▶ _EXERCISE DESCRIPTION_
The data below holds the lines to copy: everything from the line containing "-52,7 +53,7 @@ bool createRandomTest()" to the line containing "const& _varMap, RandomCodeOptions const& _options)", both ends included, set down exactly.

----

Issue #4515, opened 2017-09-18
libfuzzer-friendly GeneralStateTest generation


pirapira:
Currently, `test/tools/fuzzTesting` can randomly generate a GeneralStateTest.

This issue keeps track of replacing the randomly generated numbers with some input byte string (given at runtime) so that `libfuzzer` can explore the VM implementation.

Concretely, the task involves implementing a function
```
extern "C" int LLVMFuzzerTestOneInput(const uint8_t *Data, size_t Size)
```
that generates a GeneralStateTest and then run it.  The input `Data` should be used in a straightforward way (not going through compression/encryption/decryption).  The whole function should be deterministic, without relying on pseudo random numbers or timestamps.

When we connect `libfuzzer` with this function, `libfuzzer` will try to find inputs that cover different execution paths in the VM implementation.

winsvega:
so we need to timplement LLVMFuzzerTestOneInput function in testeth which would take  array of uint8_t as data and parse it into general state test which would then be executed. 
what is the return int value means?

pirapira:
@winsvega the return value is not useful.  Currently only zero is supported, or something like that.  You can throw an exception to indicate an error.  The most interesting data is the code coverage, which is collected by the libfuzzer instrumentation `cmake -DSANITIZE=fuzzer` .  After a nights execution, the `CORPUS` directory will contain hundreds of bytestrings that translate to interesting GeneralStateTests.

winsvega:
what would be the entry point with libfuzzer?

pirapira:
`libfuzzer` contains the `main()` function.  When you link something with `libfuzzer`, `libfuzzer`'s `main()` will be the entry point.

winsvega:
I wonder how boost would work if the entry point is different

pirapira:
No idea.  In the worst case, we introduce another macro.

winsvega:
Guido does not want to use testeth randomtest generator for smart random state tests

pirapira:
OK.

PR #4587, opened 2017-10-06
tweak createRandomTest params

cdetrio:
A bit rough, but these params work well to generate interesting traces, with many CALLs succeeding so that the call depth increases. Also the Byzantium opcodes and precompiles are weighted heavier (sampled more frequently).

### DIFF
--- a/test/tools/fuzzTesting/createRandomTest.cpp
+++ b/test/tools/fuzzTesting/createRandomTest.cpp
@@ -34,7 +34,8 @@ namespace dev { namespace test {
 bool createRandomTest()
 {
 	StateTestSuite suite;
-	dev::test::Options& options = const_cast<dev::test::Options&>(dev::test::Options::get());
+	dev::test::Options& optionsConst = const_cast<dev::test::Options&>(dev::test::Options::get());
+	dev::test::Options& options = optionsConst;
 	if (options.rCurrentTestSuite != suite.suiteFolder())
 	{
 		std::cerr << "Error! Test suite '" + options.rCurrentTestSuite + "' not supported! (Usage -t <TestSuite>)\n";
@@ -52,7 +53,7 @@ bool createRandomTest()
 }} //namespaces
 
 //Prints a generated test Json into std::out
-std::string dev::test::RandomCode::fillRandomTest(dev::test::TestSuite const& _testSuite, std::string const& _testString, dev::test::RandomCodeOptions const& _options)
+std::string dev::test::RandomCode::fillRandomTest(dev::test::TestSuite const& _testSuite, std::string const& _testString, dev::test::RandomCodeOptions& _options)
 {
 	bool wasError = false;
 	json_spirit::mValue v;
@@ -88,7 +89,7 @@ std::string dev::test::RandomCode::fillRandomTest(dev::test::TestSuite const& _t
 }
 
 /// Parse Test string replacing keywords to fuzzed values
-void dev::test::RandomCode::parseTestWithTypes(std::string& _test, std::map<std::string, std::string> const& _varMap, RandomCodeOptions const& _options)
+void dev::test::RandomCode::parseTestWithTypes(std::string& _test, std::map<std::string, std::string> const& _varMap, RandomCodeOptions& _options)
 {
 	std::vector<std::string> types = getTypes();
 
@@ -109,7 +110,7 @@ void dev::test::RandomCode::parseTestWithTypes(std::string& _test, std::map<std:
 				cnote << debug;
 			}
 			else if (type == "[CODE]")
-				replace = dev::test::RandomCode::generate(10, _options);
+				replace = dev::test::RandomCode::generate(50, _options);
 			else if (type == "[HEX]")
 				replace = dev::test::RandomCode::randomUniIntHex();
 			else if (type == "[HEX32]")
@@ -134,16 +135,20 @@ void dev::test::RandomCode::parseTestWithTypes(std::string& _test, std::map<std:
 				replace = test::RandomCode::randomUniIntHex(dev::u256("100000"), dev::u256("36028797018963967"));
 			else if (type == "[DESTADDRESS]")
 			{
-				Address address = _options.getRandomAddress(RandomCodeOptions::AddressType::PrecompiledOrStateOrCreate);
+				Address address = _options.getRandomAddress(RandomCodeOptions::AddressType::DestinationAccount);
 				if (address != ZeroAddress) //else transaction creation
 					replace = "0x" + toString(address);
 			}
-			else if (type == "[ADDRESS]")
-				replace = toString(_options.getRandomAddress(RandomCodeOptions::AddressType::StateAccount));
-			else if (type == "[0xADDRESS]")
+			else if (type == "[ADDRESS]") {
+				Address destAddress = _options.getRandomAddress(RandomCodeOptions::AddressType::StateAccount);
+				_options.addAddress(destAddress, RandomCodeOptions::AddressType::DestinationAccount);
+				replace = toString(destAddress);
+			}
+			else if (type == "[0xADDRESS]") {
 				replace = "0x" + toString(_options.getRandomAddress(RandomCodeOptions::AddressType::StateAccount));
+			}
 			else if (type == "[TRANSACTIONGASLIMIT]")
-				replace = test::RandomCode::randomUniIntHex(dev::u256("5000"), dev::u256("10000000"));
+				replace = test::RandomCode::randomUniIntHex(dev::u256("25000"), dev::u256("10000000"));
 			else if (type == "[GASPRICE]")
 				replace = test::RandomCode::randomUniIntHex(0, dev::u256("10"));
 			else
@@ -176,8 +181,8 @@ std::vector<std::string> dev::test::RandomCode::getTypes()
 		"[0xHASH32]",			//Random hash string 0x...  32 byte length
 		"[V]",					//Random V value for transaction sig. could be invalid.
 		"[BLOCKGASLIMIT]",		//Random block gas limit with max of 2**55-1
-		"[DESTADDRESS]",		//Random destination address for transaction (could be empty string)
 		"[ADDRESS]",			//Random account address
+		"[DESTADDRESS]",		//Random destination address for transaction (could be empty string)
 		"[0xADDRESS]",			//Random account address
 		"[TRANSACTIONGASLIMIT]", //Random reasonable gas limit for a transaction
 		"[GASPRICE]"			//Random reasonable gas price for transaction (could be 0)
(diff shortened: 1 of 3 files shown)


test/tools/fuzzTesting/createRandomTest.cpp
```diff
@@ -34,7 +34,8 @@ namespace dev { namespace test {
 bool createRandomTest()
 {
 	StateTestSuite suite;
-	dev::test::Options& options = const_cast<dev::test::Options&>(dev::test::Options::get());
+	dev::test::Options& optionsConst = const_cast<dev::test::Options&>(dev::test::Options::get());
```
winsvega: no need for cast here at all. please use dev::test::Options const&   here

test/tools/fuzzTesting/createRandomTest.cpp
```diff
@@ -134,16 +135,20 @@ void dev::test::RandomCode::parseTestWithTypes(std::string& _test, std::map<std:
 				replace = test::RandomCode::randomUniIntHex(dev::u256("100000"), dev::u256("36028797018963967"));
 			else if (type == "[DESTADDRESS]")
 			{
-				Address address = _options.getRandomAddress(RandomCodeOptions::AddressType::PrecompiledOrStateOrCreate);
+				Address address = _options.getRandomAddress(RandomCodeOptions::AddressType::DestinationAccount);
```
winsvega: by doing this you exclude contract creation transaction and transactions directly to precompiled contracts

test/tools/fuzzTesting/createRandomTest.cpp
```diff
@@ -134,16 +135,20 @@ void dev::test::RandomCode::parseTestWithTypes(std::string& _test, std::map<std:
...
 				if (address != ZeroAddress) //else transaction creation
 					replace = "0x" + toString(address);
 			}
-			else if (type == "[ADDRESS]")
-				replace = toString(_options.getRandomAddress(RandomCodeOptions::AddressType::StateAccount));
-			else if (type == "[0xADDRESS]")
+			else if (type == "[ADDRESS]") {
+				Address destAddress = _options.getRandomAddress(RandomCodeOptions::AddressType::StateAccount);
```
winsvega: so instead of making Options not const again. we better find a way to make test with accounts that are defined in options already set, rather then changing the options once we generate the account.

test/tools/fuzzTesting/createRandomTest.cpp
```diff
@@ -176,8 +181,8 @@ std::vector<std::string> dev::test::RandomCode::getTypes()
 		"[0xHASH32]",			//Random hash string 0x...  32 byte length
 		"[V]",					//Random V value for transaction sig. could be invalid.
 		"[BLOCKGASLIMIT]",		//Random block gas limit with max of 2**55-1
-		"[DESTADDRESS]",		//Random destination address for transaction (could be empty string)
 		"[ADDRESS]",			//Random account address
+		"[DESTADDRESS]",		//Random destination address for transaction (could be empty string)
```
winsvega: what is the change here?

test/tools/fuzzTesting/fuzzHelper.cpp
```diff
@@ -391,40 +399,40 @@ std::string RandomCode::fillArguments(eth::Instruction _opcode, RandomCodeOption
...
 			code += getPushCode(randUniIntGen());	//gaslimit
 			return code;
 		case eth::Instruction::SUICIDE: //(SUICIDE address)
 			code += getPushCode(toString(_options.getRandomAddress()));
 			return code;
 		case eth::Instruction::RETURN:  //(RETURN memlen1 memlen2)
 		case eth::Instruction::REVERT:  //(REVERT memlen1 memlen2)
-			code += getPushCode(randOpMemrGen());	//memlen1
-			code += getPushCode(randOpMemrGen());	//memlen1
+			code += getPushCode(randoOpSmallMemrGen());	//memlen1
```
winsvega: would it be better to change randOpMemrGen rather then creating a new dist?
is randOpMemrGen used anywhere now?

test/tools/fuzzTesting/fuzzHelper.cpp
```diff
@@ -491,6 +505,10 @@ RandomCodeOptions::RandomCodeOptions() :
 	addAddress(Address("0x0000000000000000000000000000000000000006"), AddressType::Precompiled);
 	addAddress(Address("0x0000000000000000000000000000000000000007"), AddressType::Precompiled);
 	addAddress(Address("0x0000000000000000000000000000000000000008"), AddressType::Precompiled);
+	addAddress(Address("0x0000000000000000000000000000000000000005"), AddressType::ByzantiumPrecompiled);
```
winsvega: do we really need to distinguish precompiled from byzantium and other forks ?  
you could just initialize options with only byzantium precompiles

test/tools/fuzzTesting/fuzzHelper.cpp
```diff
@@ -520,15 +547,42 @@ Address RandomCodeOptions::getRandomAddress(AddressType _type) const
...
 			return precompiledAddressList[(int)RandomCode::randomUniInt(0, precompiledAddressList.size())];
+		case AddressType::DestinationAccount:
+			if (RandomCode::randomPercent() < emptyAddressProbability)
+				return ZeroAddress;
+			if (test::RandomCode::randomPercent() < precompiledDestProbability)
+				return precompiledAddressList[(int)RandomCode::randomUniInt(0, precompiledAddressList.size())];
+			else {
+				if (destinationAddressList.size() == 0) {
+					return ZeroAddress;
+				} else {
```
winsvega: no need for  {}  here

test/tools/fuzzTesting/fuzzHelper.cpp
```diff
@@ -520,15 +547,42 @@ Address RandomCodeOptions::getRandomAddress(AddressType _type) const
 	{
 		case AddressType::Precompiled:
 			return precompiledAddressList[(int)RandomCode::randomUniInt(0, precompiledAddressList.size())];
+		case AddressType::DestinationAccount:
+			if (RandomCode::randomPercent() < emptyAddressProbability)
+				return ZeroAddress;
```
winsvega: I think we should add a comment that zeroAddress means contract creation if it is a transaction

test/tools/fuzzTesting/createRandomTest.cpp
cdetrio: it swaps the order that `[ADDRESS]` and `[DESTADDRESS]` are parsed in the test case template.

test/tools/fuzzTesting/fuzzHelper.cpp
cdetrio: We have to distinguish them to give Byzantium precompiles higher weights (sampling probability).

test/tools/fuzzTesting/createRandomTest.cpp
cdetrio: The "constant options" restriction results in many useless/uninteresting random tests (e.g. send a tx with data to an empty address). Using this extra `destAddress` list makes test cases where the tx destination is an account with random code.

cdetrio:
If the reason for constant options is for libfuzzer inputs https://github.com/ethereum/cpp-ethereum/issues/4515, then the `destinationAddressList` is actually fine because its deterministic (the goal of constant options for libfuzzer is deterministic test case generation, not constant options per se). Maybe we can store the `destinationAddressList` somewhere else outside of options? Then the options can stay constant.

cc @pirapira

test/tools/fuzzTesting/createRandomTest.cpp
pirapira: @cdetrio which member of the `options` class do you want to change?  You can probably use the `mutable` keyword in the declaration of `options` class to achieve your goal.  Or,you can also separate the mutable thing from the options.

pirapira:
@cdetrio constant option itself is a desired goal to keep.

test/tools/fuzzTesting/createRandomTest.cpp
cdetrio: Sorry, you'll have to ELI5 (and don't know c++). The `const_cast` was already there https://github.com/ethereum/cpp-ethereum/blob/develop/test/tools/fuzzTesting/createRandomTest.cpp#L37

test/tools/fuzzTesting/createRandomTest.cpp
cdetrio: @pirapira  its the `destinationAddressList` that needs to change, for the line `_options.addAddress(destAddress, RandomCodeOptions::AddressType::DestinationAccount);` to add an address to that list.

pirapira: @cdetrio you cannot change the command line options from inside the program.  You should copy the `destinationAddressList` to something mutable.

cdetrio: These address lists are not command line options, despite being members of `_options`.  I had to change `_options` to not-const in order to call [addAddress](https://github.com/ethereum/cpp-ethereum/blob/develop/test/tools/fuzzTesting/fuzzHelper.h#L61-L62) from createRandomTest.cpp. The other calls to addAddress work because they are in [fuzzHelper.cpp](https://github.com/ethereum/cpp-ethereum/blob/develop/test/tools/fuzzTesting/fuzzHelper.cpp#L480-L493), but they're not read from the command line.

Maybe all of the address lists can be moved into something mutable? Let's figure out what exactly needs to be constant, and what doesn't.

pirapira: Then the lists should move out of `Options` class.

pirapira: Hold on, it's not `Options` but `RandomCodeOptions`.  Then just say `std::vector<dev::Address> mutable destinationAddressList;`

test/tools/fuzzTesting/createRandomTest.cpp
```diff
@@ -134,16 +135,20 @@ void dev::test::RandomCode::parseTestWithTypes(std::string& _test, std::map<std:
...
-				replace = toString(_options.getRandomAddress(RandomCodeOptions::AddressType::StateAccount));
-			else if (type == "[0xADDRESS]")
+			else if (type == "[ADDRESS]") {
+				Address destAddress = _options.getRandomAddress(RandomCodeOptions::AddressType::StateAccount);
+				_options.addAddress(destAddress, RandomCodeOptions::AddressType::DestinationAccount);
+				replace = toString(destAddress);
+			}
+			else if (type == "[0xADDRESS]") {
 				replace = "0x" + toString(_options.getRandomAddress(RandomCodeOptions::AddressType::StateAccount));
+			}
```
pirapira: Spurious `{` and `}`.  Read https://github.com/ethereum/cpp-ethereum/blob/develop/CodingStandards.txt

test/tools/fuzzTesting/createRandomTest.cpp
winsvega: why not just create a template with defined accounts. then initialize options with those accounts? 
this way options would be const and there would be no calls to non existent accounts

test/tools/fuzzTesting/fuzzHelper.cpp
winsvega: you could define options with precompiled that are exist only in Byzantine. 
the goal is to make options configurable.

----

▶ _RESULT OF THE TASK_
@@ -52,7 +53,7 @@ bool createRandomTest()
 }} //namespaces
 
 //Prints a generated test Json into std::out
-std::string dev::test::RandomCode::fillRandomTest(dev::test::TestSuite const& _testSuite, std::string const& _testString, dev::test::RandomCodeOptions const& _options)
+std::string dev::test::RandomCode::fillRandomTest(dev::test::TestSuite const& _testSuite, std::string const& _testString, dev::test::RandomCodeOptions& _options)
 {
 	bool wasError = false;
 	json_spirit::mValue v;
@@ -88,7 +89,7 @@ std::string dev::test::RandomCode::fillRandomTest(dev::test::TestSuite const& _t
 }
 
 /// Parse Test string replacing keywords to fuzzed values
-void dev::test::RandomCode::parseTestWithTypes(std::string& _test, std::map<std::string, std::string> const& _varMap, RandomCodeOptions const& _options)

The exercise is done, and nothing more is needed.